▶ EXERCISE DESCRIPTION
Search the entries below for "names", and copy each line where it appears.
(Beginning of ENTRIES PROVIDED)
PR #627, opened 2022-07-13
[AL-2954] Add video point and polyline support in annotation serialization

kkim-labelbox:
- Added video point and video polyline support for serialization/deserialization, along with test cases
- fixed deserialization to pass in uuid for video annotations
- fixed infer_media_type()


jtsodapop (approved):
LGTM

PR #635, opened 2022-07-19
[AL-2896] Video annotation serialization/deserialization using segment_index

kkim-labelbox:
### Background
Currently, the only way to group video segments in SDK's `VideoObjectAnnotations` is to have an instance for every consecutive frame. This PR introduces a concept of segment_index, a new attribute in Video annotation classes, that can group annotation instances together into a video segment, without having to be consecutive frames.

### How does `segment_index` work?
- `segment_index` must be present in every `VideoObjectAnnotation` or `VideoClassificationAnnotation`. If only some annotations contain `segment_index`, error is raised
- If none of the annotations contain `segment_index`, segments are evaluated using consecutive frames, same as the original logic
- Every annotation belonging to the same `segment_index` will be grouped within the same video segment

### Heads up
- Both serialization and deserialization are updated. User can deserialize NDJson with multiple keyframes in a segment into VideoObjectAnnotations, which will automatically assign `segment_index`. User can also serialize VideoObjectAnnotations with `segment_index`, which will properly evaluate frames within the same segment. I updated the test cases to test this
- `VideoClassificationAnnotations` is not affected by this change much, because classification answer change using `VideoClassificationAnnotations` seems to not be supported. Will tackle this in another ticket


labelbox/data/serialization/ndjson/label.py
```diff
@@ -88,6 +88,39 @@ def _get_consecutive_frames(
...
+        sorted_frame_segment_indices = sorted([
+            (annotation.frame, annotation.segment_index)
+            for annotation in annotation_group
+            if annotation.segment_index is not None
+        ])
+        if len(sorted_frame_segment_indices) == 0:
+            # Group segment by consecutive frames, since `segment_index` is not present
+            return cls._get_consecutive_frames(
+                sorted([annotation.frame for annotation in annotation_group]))
+        elif len(sorted_frame_segment_indices) == len(annotation_group):
```
jtsodapop, line 105: it's been a while since i have reviewed `annotation_group`, could you explain why this check is `== len(annotation_group)` ? Is it because we expect the number of segments to be the number of items in the annotation group?

labelbox/data/serialization/ndjson/label.py
```diff
@@ -88,6 +88,39 @@ def _get_consecutive_frames(
...
+            # Group segment by segment_index
+            last_segment_id = 0
+            segment_groups = defaultdict(list)
+            for frame, segment_index in sorted_frame_segment_indices:
+                if segment_index < last_segment_id:
+                    raise ValueError(
```
jtsodapop, line 111: **Question** In what instances do we expect this error to occur, since we are fetching indices via enumerate and then sorting? Should we ever expect this to be a problem?

labelbox/data/serialization/ndjson/objects.py
```diff
@@ -235,11 +240,12 @@ class NDSegments(NDBaseObject):
 
     def to_common(self, name: str, feature_schema_id: Cuid):
         result = []
-        for segment in self.segments:
+        for idx, segment in enumerate(self.segments):
```
jtsodapop, line 243: **Comment** This is a really neat idea :)

labelbox/data/serialization/ndjson/label.py
```diff
@@ -88,6 +88,39 @@ def _get_consecutive_frames(
...
+                        f"`segment_index` must be in ascending order. Please investigate video annotation at frame, '{frame}'"
+                    )
+                segment_groups[segment_index].append(frame)
+                last_segment_id = segment_index
+            frame_ranges = []
+            for group in segment_groups.values():
+                frame_ranges.append((group[0], group[-1]))
+            return frame_ranges
+        else:
```
jtsodapop, line 120: **Question** When would we expect only partial indices to occur?

labelbox/data/serialization/ndjson/label.py
kkim-labelbox: Yeah! So this is just checking that every annotation inside `annotation_group` contains a `segment_index`.
```
segment_index must be present in every VideoObjectAnnotation or VideoClassificationAnnotation. If only some annotations contain segment_index, error is raised
```

labelbox/data/serialization/ndjson/label.py
kkim-labelbox: This can be an issue if users construct their own Video annotations, and accidentally assign segment_indices in a non-ascending order

labelbox/data/serialization/ndjson/label.py
kkim-labelbox: If users are providing their own Video annotation objects!

PR #642, opened 2022-07-21
[AL-3013] Deprecation warning for assign_feature_schema_ids

jtsodapop:


labelbox/data/annotation_types/label.py
```diff
@@ -138,6 +139,9 @@ def assign_feature_schema_ids(
 
         Note: You can now import annotations using names directly without having to lookup schema_ids
         """
+        warnings.warn("This method is deprecated and will be "
```
kkim-labelbox, line 142: Looks like there's one more `assign_feature_schema_ids` in this file under `LabelGenerator`

jtsodapop: Thanks for catching!

kkim-labelbox (approved):

PR #644, opened 2022-07-21
[AL-2897] Batch management UI parity

farkob:
- Replaces `Batch.remove_queued_data_rows()` method endpoint with newer version.
- Adds `Batch.delete()` method
- Adds `Batch.delete_labels(labels_as_template=False)` method


labelbox/schema/batch.py
```diff
@@ -121,3 +122,49 @@ def export_data_rows(self, timeout_seconds=120) -> Generator:
...
+        self.client.execute("""mutation DeleteBatchPyApi($%s: ID!, $%s: ID!) {
+            project(where: {id: $%s}) { deleteBatch(batchId: $%s) { deletedBatchId } }
+        }""" % (project_id_param, batch_id_param, project_id_param,
+                batch_id_param), {
+                    project_id_param: self.project_id,
+                    batch_id_param: self.uid
+                },
+                            experimental=True)
+
+    def delete_labels(self, labels_as_template=False) -> None:
```
cssetian, line 146: maybe better to call the flag set_labels_as_template, otherwise could be confusing what operation is being performed with them

tests/integration/test_batch.py
```diff
@@ -1,6 +1,7 @@
 import pytest
 
 from labelbox import Dataset, Project
+import labelbox
```
jtsodapop, line 4: **suggestion** can be omitted

tests/integration/test_batch.py
```diff
@@ -50,6 +51,16 @@ def test_archive_batch(configured_project: Project, small_dataset: Dataset):
     assert len(exported_data_rows) == 0
 
 
+def test_delete(configured_project: Project, small_dataset: Dataset):
+    data_rows = [dr.uid for dr in list(small_dataset.export_data_rows())]
+    configured_project.update(queue_mode=Project.QueueMode.Batch)
+    batch = configured_project.create_batch("batch to delete", data_rows)
+    batch.delete()
+
+    with pytest.raises(Exception):
```
jtsodapop, line 60: I think we can omit this section of the test

tests/integration/test_batch.py
```diff
@@ -80,3 +89,29 @@ def test_export_data_rows(configured_project: Project, dataset: Dataset):
 
     assert len(result) == n_data_rows
     assert set(data_rows) == set(exported_data_rows)
+
+
+@pytest.mark.skip(
+    reason="Test cannot be used effectively with MAL/LabelImport. \
```
kkim-labelbox, line 95: Can you investigate the reason behind this skip, and make sure that we have this fix lined up as a jira ticket?

kkim-labelbox (approved):
LGTM! Just one comment on the skipped tests

tests/integration/test_batch.py
jtsodapop: This is likely interaction between `Batch` vs what we expect from `Dataset` since they work so differently. We're seeing a similar issue when trying to even create labels in a batch project vs a dataset project. I'll create a follow up ticket for this as a future SDK incidental

jtsodapop: Created polish ticket here. will be pushing forward with these changes
https://labelbox.atlassian.net/browse/AL-3261

PR #647, opened 2022-07-26
[AL-2996] Fix metadata uploads with local file datarow upload

kkim-labelbox:
- Fixed metadata not uploading when data row is a local file
- Added test cases


labelbox/schema/dataset.py
```diff
@@ -260,11 +260,10 @@ def upload_if_necessary(item):
             row_data = item['row_data']
             if os.path.exists(row_data):
                 item_url = self.client.upload_file(item['row_data'])
```
jtsodapop, line 262: **suggestion** can we change this `item_url = self.client.upload_file(item['row_data'])` to this?

`item_url = self.client.upload_file(row_data)`

labelbox/schema/dataset.py
```diff
@@ -260,11 +260,10 @@ def upload_if_necessary(item):
...
-                item = {
-                    "row_data": item_url,
-                    "external_id": item.get('external_id', item['row_data']),
-                    "attachments": item.get('attachments', [])
-                }
+                item['row_data'] = item_url
+                if 'external_id' not in item:
+                    # Default `external_id` to local file name
+                    item['external_id'] = row_data
```
msokoloff1, line 266: How is this different?

kkim-labelbox: it uses the original `item`, and alters it, rather than constructing a brand new `item`

jtsodapop, line 266: **question** should we include back attachments?

labelbox/schema/dataset.py
```diff
@@ -260,11 +260,10 @@ def upload_if_necessary(item):
             row_data = item['row_data']
             if os.path.exists(row_data):
                 item_url = self.client.upload_file(item['row_data'])
-                item = {
-                    "row_data": item_url,
-                    "external_id": item.get('external_id', item['row_data']),
-                    "attachments": item.get('attachments', [])
-                }
+                item['row_data'] = item_url
+                if 'external_id' not in item:
```
jtsodapop, line 264: **question** im a little confused on how this resolved the issue. from the previous code, wouldn't it also do the same?

`"external_id": item.get('external_id', item['row_data']),`

labelbox/schema/dataset.py
kkim-labelbox: If attachments are included in the original `item`, they will remain

labelbox/schema/dataset.py
jtsodapop: resolving convo as this was asked in another comment

labelbox/schema/dataset.py
jtsodapop: resolving as i now understand attachments will already be part of existing item

jtsodapop (approved):

labelbox/schema/dataset.py
msokoloff1: What is the need for this?

msokoloff1: oh sorry, I should have read the description.

msokoloff1 (approved):

labelbox/schema/dataset.py
kkim-labelbox: No worries, it's a subtle change haha

PR #648, opened 2022-07-26
[AL-0] Prepping 3.25.2

kkim-labelbox:


CHANGELOG.md
```diff
@@ -1,5 +1,18 @@
 # Changelog
 
+# Version 3.25.2 (2022-07-26)
+## Updated
+* Notebooks are up-to-date with examples of importing annotations without `schema_id`
```
jtsodapop, line 5: **question**  jw, is this something we want to mention in changelogs for updates or something we leave more as hidden?

kkim-labelbox: I see some past updates including notebook updates, so I think it should be fine. @msokoloff1 what do you think?

msokoloff1: I think it is good to keep a record of any changes that are made. Maybe we can specifically call this out in a documentation section so that users know this change doesn't impact the functionality.

msokoloff1 (approved):

CHANGELOG.md
kkim-labelbox: Added documentation section!

PR #651, opened 2022-07-27
Fix timeout logic

corynezinstitchfix:
The current logic subtracts `sleep_time` every iteration regardless of whether the request actually took that long.  This change ensures that `timeout_seconds` seconds pass before returning `None`


msokoloff1 (approved):
Thank you!

PR #808, opened 2022-12-20
[AL-4256] Create datarow metadata by name

whistler:
When adding metadata to a datarow, allow specifying the metadata name instead of the schema_id.
- For upsert operations, if schema_id is not present, load schema_id from name before making an API call
- Update example notebook to use names instead of schema_id

In addition to the unit tests, this has been tested using the updated example notebook.


kkim-labelbox (approved):
LGTM! Nice work, and great job making edits to the notebook!
Looks like the build is failing due to `yapf` linter. I'd suggest setting up a pre-commit hook for it - https://github.com/Labelbox/labelbox-python/blob/develop/CONTRIB.md#commits
```
pip install pre-commit
pre-commit install
```

labelbox/schema/data_row_metadata.py
```diff
@@ -172,6 +175,21 @@ def get_by_name(
         else:
             raise KeyError(f"There is no metadata with name {name}")
 
+    def _get_schema_by_name(
```
apollonin, line 178: Curious, why not use `self.get_by_name(name)` here? Looks like a bit of duplication and I wonder if we need to consider using this method here or creating a new with better naming with explicitly says "get_by_normalized_name" or similar

labelbox/schema/data_row_metadata.py
```diff
@@ -624,13 +644,15 @@ def _convert_metadata_field(metadata_field):
             if isinstance(metadata_field, DataRowMetadataField):
                 return metadata_field
             elif isinstance(metadata_field, dict):
-                if not all(key in metadata_field
-                           for key in ("schema_id", "value")):
+                if not "value" in metadata_field:
                     raise ValueError(
-                        f"Custom metadata field '{metadata_field}' must have 'schema_id' and 'value' keys"
+                        f"Custom metadata field '{metadata_field}' must a 'value' key"
```
apollonin, line 649: must "have" a value key?

labelbox/schema/data_row_metadata.py
```diff
@@ -664,11 +686,33 @@ def _upsert_schema(
         self.refresh_ontology()
         return _parse_metadata_schema(res)
 
+    def _find_option_id_by_name(self, schema_name: str, option_name: str) -> DataRowMetadataSchema:
+        # Precondition: already validated that schema_name is a valid Schema name
+        try:
+            return self._fields_by_name[schema_name][option_name].uid
```
apollonin, line 692: this one definitely should use `self.get_by_name(name)[option].uid`

apollonin:
I would definitely consider better naming or even reusage of existing method. 
Otherwise we end up with `get_by_name` and `_get_schema_by_name` methods that sounds identical, but do slightly different things.  The future maintenance would be cumbersome

labelbox/schema/data_row_metadata.py
whistler: For enums reseved_by_name and custom_by_name are dicts, they don't provide the id of the field, so I can't use `get_by_name`. I agree the duplication here is not ideal, I am open to ideas. When reading through the code, I personally found the term `normalized` a little confusing and wanted to avoid using that in the function.

whistler: I have extracted a common lookup function used by both functions and renamed the new function to `_ get_by_name_normalized`. `nested` and `flat` index might be better terminology, but don't want to change too much in this PR.

labelbox/schema/data_row_metadata.py
whistler: Good catch, fixed!

labelbox/schema/data_row_metadata.py
whistler: Good catch! I've updated it.

apollonin (approved):

CHANGELOG.md
```diff
@@ -3,6 +3,7 @@
 # Version 3.34.0 (...)
 ### Added
 * Added `get_by_name()` method to MetadataOntology object to access both custom and reserved metadata by name.
+* Added support for adding metadata by name when creating datarows using `dataset.create_data_rows()`.
```
kkim-labelbox, line 6:
```suggestion
* Added support for adding metadata by name when creating datarows using `DataRowMetadataOntology.bulk_upsert()`.
```

kkim-labelbox (changes requested):

kkim-labelbox (approved):

PR #809, opened 2022-12-20
[AL-4416] Increase DataRow limits to 150000

kkim-labelbox:
Load tested with and without metadata. As a result of recent changes to DataRow import processing, it seems that DataRow import is much faster.

150,000
w/ metadata: 1st run: 105 sec, 2nd run: 78 sec
w/o metadata: 1st run: 76 sec, 2nd run: 50 sec


apollonin (approved):
x5 to the moon!

PR #811, opened 2022-12-22
Al 4502 improved error handling for single annotation uploads

apollonin:


labelbox/schema/annotation_import.py
```diff
@@ -141,6 +141,18 @@ def _create_from_bytes(cls, client, variables, query_str, file_name,
         files = {file_name: file_data}
         return client.execute(data=data, files=files)
 
+    @classmethod
+    def _get_ndjson_from_objects(cls, data, slug):
```
kkim-labelbox, line 145: nit: 
Instead of `data` and `slug`, can we rename to `objects` and `object_name`, which stays more consistent with the function name?

kkim-labelbox, line 145: Also, can we define the return type here?

tests/unit/test_unit_label_import.py
```diff
@@ -33,3 +34,28 @@ def test_should_warn_user_about_unsupported_confidence():
             warning_mock.assert_called_once()
             "Confidence scores are not supported in Label Import" in warning_mock.call_args_list[
                 0].args[0]
+
+
+def test_invalid_labels_format():
+    """this test should confirm that labels are required to be in a form of dict"""
```
kkim-labelbox, line 40: `required to be a list`?

tests/unit/test_mal_import.py
```diff
@@ -39,3 +40,36 @@ def test_should_warn_user_about_unsupported_confidence():
             warning_mock.assert_called_once()
             "Confidence scores are not supported in MAL Prediction Import" in warning_mock.call_args_list[
                 0].args[0]
+
+
+def test_invalid_labels_format():
+    """this test should confirm that annotations are required to be in a form of dict"""
```
kkim-labelbox, line 46: `required to be a list`?

apollonin:
@kkim-labelbox thank you, I have addressed all comments

msokoloff1 (approved):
(End of ENTRIES PROVIDED)
▶ ANSWER TO THIS PROBLEM
         Note: You can now import annotations using names directly without having to lookup schema_ids
- Update example notebook to use names instead of schema_id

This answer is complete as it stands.